Precision and Recall

  • Precision: Given that the model predicts positive, what is the probability it is correct?
  • Recall: Given that the example is actually positive, what is the probability the model captures it?

Precision = \frac{True Positives}{True Positives + False Positives}

Recall = \frac{True Positives}{True Positives + False Negatives}

  • F1 Score: A way to combining precision and recall.

F1 = 2 * \frac{Precision * Recall}{Precision + Recall}

  • You often see accuracy, precision, recall and F1 score, and the F1 is just combination of precision and recall.

Multi-Class Classification

  • Confusion matrix with more classes.
  • Precision and recall can be measured for each class.

Improving Multi-Class Classification

  1. Try a different classifier
  2. Feed different data.
  3. Trying to bias your model by changing the cost function.
  4. Get more data to make it more strategic to the model.

Other Measures

  • In the medical context, use sensitivity and specificity.
  • Sensitivity is recall.

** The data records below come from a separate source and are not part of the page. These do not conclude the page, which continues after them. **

PR #194, opened 2026-07-31
fix(admin): hide revoked and expired users from the group member list (#148)

### LINKED ISSUE #148: Remove Users from Group's User List if Expired/Removed
In the group edit UI, don't show those users at all instead of showing them as expired/removed. While it's nice to have the data, it's confusing to see it in that UI.

Aibolit66:
Closes #148.

## What was wrong

`MembersRelationManager` was bound to `Group::members()`, which is the raw pivot
relation with no filter. So the group edit screen listed everyone who had ever been a
member — including revoked and expired ones — and carried a "Removed at" column whose
only job was to explain why some of those rows did not count.

## What changed

`Group::activeMembers()` now mirrors `User::activeGroups()`, the relation the user-side
screen has been using all along: not revoked, and either no expiry or an expiry still in
the future. The relation manager points at it, so both directions of the same membership
finally agree on what "active" means.

Two things follow from that:

- The "Removed at" column is gone. Every row in the table is active by definition, so it
  would always be empty.
- `addableUserOptions()` no longer repeats the filter by hand — it reuses
  `activeMembers()`. A member who lapsed or was removed can be added back, which the
  picker already allowed but expressed as its own copy of the same query.

`members()` is untouched, so nothing that legitimately wants the full history loses it.

## Tests

- revoked and expired members are not visible in the relation manager table, active ones
  are
- a lapsed member is still offered by the add-member picker, so removing them from the
  table does not make them unreachable from this screen
- the existing smoke test now asserts the new relationship name

Full backend suite: 308 passed.

## No ADR

UI-level query filter reusing an existing relation pattern. No contract, schema, or
behaviour change outside this screen.


Aibolit66:
## Independent review by AI

**Scope:** delta vs `fix/188-command-response-dedup-crash-safe` only — 3 files, +67/−13.

### Verified good

This does what the issue asked and takes the tidier route while doing it. Rather than filtering in the relation manager, it introduces `Group::activeMembers()` and points the relation manager at it — which also let the third copy of the same predicate disappear from `addableUserOptions()`. Net effect is less duplication than before, not more.

Removing the "Removed at" column is right and the comment says why: the table now only lists members who are neither revoked nor expired, so the column would always be empty.

Both genuinely risky paths are tested. `test_members_table_hides_revoked_and_expired_members` covers the visible behaviour, and `test_expired_and_revoked_members_can_be_added_again` covers the one worth going looking for — a previously revoked user is no longer in the table, so re-adding them must not collide with the existing pivot row. It goes through `GroupAccessService::addUser()` rather than a raw attach, and the test pins it.

Worth noting for the "we are hiding data" concern in the issue: the history is not lost. `UserAddedToGroup` and `UserRemovedFromGroup` are both presented in the audit log, so an admin asking "was this person ever in this group?" still has an answer — just not in this table, which is exactly what the issue wanted.

### 1. The "active membership" predicate now lives in two models — *still live at tip*

`Group::activeMembers()` and `User::activeGroups()` are byte-identical: same `wherePivotNull('revoked_at')`, same nested `whereNull('group_user.expires_at')->orWhere(... '>', now())`, including the same raw `group_user.` column references. The docblock even names the relationship — "the mirror of `User::activeGroups()`".

This PR reduced the copies from three to two, so it is moving the right way. But "active" is an authorization-adjacent definition: if it ever changes — a grace period after expiry, say — it has to change in both places, and a mismatch means the member list and the access checks disagree about the same membership, silently. A single shared scope or pivot-constraint helper would make that impossible rather than merely unlikely.

### Verdict

**Approve.** The one finding is a maintainability point, not a defect, and the PR left the code cleaner than it found it. No ADR needed — this is UI behaviour with no contract or architectural surface.

PR #196, opened 2026-08-03
feat(backend): bootstrap the first admin from configuration (#141)

### LINKED ISSUE #141: New First User/Admin Strategy
When we first deployed the project, we needed another way besides tinker/terminal to create our first admin. Back then we implemented the simple but unsecure version that enables registration whenever there are 0 users in the database and sets that user to being an admin (it might only set is_admin right now. Not sure if the new roles are being set yet?)

We should get rid of this system in favor of something more secure. My suggestion is having an environment variable for an admin email (like ADMIN_EMAIL) that can be set in coolify or wherever you're deploying. A user with the admin role and that email should be created on deployment if it doesn't exist/on first setup, and then the admin can simply reset the password for that email address when they first use the web app.

I'm open for other suggestions, but I think this one is pretty standard?

Aibolit66:
Closes #141. Includes `docs/adr/0034-first-admin-bootstrap.md`.

## The problem

Admin arrived by accident. Two mechanisms produced it:

- `AdminPanelProvider` mounted the Filament registration page while `User::count() === 0`
- `User::booted()` granted admin to the new user when `User::count() === 1`

Together: on a fresh deployment, the first person to find the instance became an
administrator.

The registration window was the *narrow* half — it closes by itself after the first
signup. **The hook was the real defect.** It granted admin as an invisible side effect of
`User::create()`, on any path: a seeder, a factory, an imported dataset, or a public
signup endpoint someone adds later. Nothing at the call site hinted at it, and the
condition it tested was a property of the whole table rather than of the user being
created. The database seeder already worked around it by calling `makeAdmin()` explicitly
— which is what the hook was supposed to make unnecessary.

## What replaces it

`ADMIN_EMAIL` names the administrator. `first-admin:create` creates the account and
grants the role through the existing event-sourced flow, so the grant is still auditable
with a null system actor.

It runs on deploy from an `entrypoint.d` script gated on `AUTORUN_ENABLED`. Every
container in the stack runs the entrypoint, but only the app container has that flag set
— the same flag that decides which container migrates — so the gate is what stops six
containers racing to create the same account.

The command is a **no-op** when an admin already exists, or when no address is configured.
That is deliberate: it runs unattended on every deploy, and failing over an
already-satisfied condition would take the container down. A malformed address is the one
real failure. It also refuses to be a general admin-maker — promoting a user belongs in
the panel, where it leaves an audit trail.

Removed: the registration toggle, the orphaned `Filament\Pages\Auth\Register` page, and
the `booted()` hook.

## The one risk worth knowing

The created account has a random password nobody ever sees, so the administrator gets in
through **password reset** — which means **mail has to work on a first deployment**. If it
does not, nobody can log in. That is exactly why `first-admin:create` also exists as a
manual escape hatch, and why `.env.example` says so next to the variable.

## Tests

Nine existing tests were quietly relying on the hook for their admin — the ADR predicted
this and it was the bulk of the work. They now grant admin explicitly, and the filler
users that existed only so the real subject would not be user number one are deleted.

One test asserted the removed behaviour directly (`first user becomes admin via an
event`). It is replaced by two: creating a user grants nothing, and a bootstrapped admin
is still granted through an auditable event with a null actor.

`CreateFirstAdminTest` covers the new command: configured address, explicit override,
no-op when an admin exists, idempotency, quiet success with nothing configured, failure
on a malformed address, and that the panel exposes no registration route.

`composer quality` green — Pint, PHPStan no errors, 317 tests.

## Note on the ADR

Written first and reviewed as part of this PR rather than separately, since #141 is one
issue. It records the alternatives — keeping the current window, artisan-only, a seeded
default password, a domain allowlist — and why each lost.


Aibolit66:
## Independent review by AI

**Scope:** delta vs `docs/50-monorepo-release-strategy` only — 21 files, +1,508/−976.

### Verified good

The insecure path is genuinely gone, not merely discouraged. `AdminPanelProvider` no longer registers a registration page under any condition, the `User::count() === 0` branch and its `QueryException` workaround are deleted, and there is **no self-registration route in `routes/api.php` either** — so the old "first person to hit the site becomes admin" window is closed on both surfaces, not just the panel.

The bootstrap itself is careful in the places that matter:

- The generated password is `Str::password(32)`, never printed, never logged — the admin arrives through the reset flow.
- `adminRoleCount() > 0` restricts this to genuine bootstrap. The comment is right that a console command able to grant admin at any time would be a way around the panel's role flow and audit trail.
- Idempotent and safe on every container start, so it survives redeploys rather than needing a one-shot.
- The `AUTORUN_ENABLED` gate is the detail worth going looking for: every container in the stack runs the entrypoint, and without it six of them would race to create the same account on each deploy.
- `email_verified_at` is set outside the `firstOrCreate` because it is not fillable and would be dropped silently — with a stated rationale for why a verification click on top of the password reset would only add a second lockout path.

ADR-0034 covers the decision, which this change warrants.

Specificity is the measurement at the bottom there.

Sensitivity

  • How many sick people classified as sick.

Specificity

  • How many healthy people classified as healthy.

ROC Curve

  • A model will have some kind of default middle threshold, but in real life scenarios it's up to the user on what's worse.
  • Is a way to define a more specific classification depending on true positives, false positives, etc.
  • Vary the threshold for classification and plot true positive rate vs. false positive rate.
  • Ideal curve: High true positive rate and low false positive rate.
  • Area Under the Curve (AUC): Measures the quality of the classifier across all possible thresholds.
    • An AUC of 0.78 is better than an AUC of 0.77654.
  • Healthy and sick require different white blood cell counts, where you've got a very clear separation.